BEGIN Records supplied
PR #12, opened 2019-11-11
filewatcher: Use atomic.Value instead of lock

fishy:
Also fix a bug of storing nil value when parser fails, and add a test
case for that.

### DIFF
--- a/filewatcher/filewatcher_test.go
+++ b/filewatcher/filewatcher_test.go
@@ -2,10 +2,12 @@ package filewatcher_test
 
 import (
 	"context"
+	"errors"
 	"io"
 	"io/ioutil"
 	"os"
 	"path/filepath"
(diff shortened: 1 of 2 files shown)


filewatcher/filewatcher_test.go
```diff
@@ -95,8 +95,8 @@ func TestFileWatcher(t *testing.T) {
 func TestFileWatcherTimeout(t *testing.T) {
 	interval := time.Millisecond
 	filewatcher.InitialReadInterval = interval
-	round := interval * 10
-	timeout := round * 8
+	round := interval * 20
```
konradreiche: What is this change about?

fishy: on my local machine it takes right above 85ms for this one (it would pass if it's <85ms without any changes)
END Records supplied
- **Exercise instructions**: All of the records above should be copied exactly.

- **Answer to the exercise**:
PR #12, opened 2019-11-11
filewatcher: Use atomic.Value instead of lock

fishy:
Also fix a bug of storing nil value when parser fails, and add a test
case for that.

### DIFF
--- a/filewatcher/filewatcher_test.go
+++ b/filewatcher/filewatcher_test.go
@@ -2,10 +2,12 @@ package filewatcher_test
 
 import (
 	"context"
+	"errors"
 	"io"
 	"io/ioutil"
 	"os"
 	"path/filepath"
(diff shortened: 1 of 2 files shown)


filewatcher/filewatcher_test.go
```diff
@@ -95,8 +95,8 @@ func TestFileWatcher(t *testing.T) {
 func TestFileWatcherTimeout(t *testing.T) {
 	interval := time.Millisecond
 	filewatcher.InitialReadInterval = interval
-	round := interval * 10
-	timeout := round * 8
+	round := interval * 20
```
konradreiche: What is this change about?

fishy: on my local machine it takes right above 85ms for this one (it would pass if it's <85ms without any changes)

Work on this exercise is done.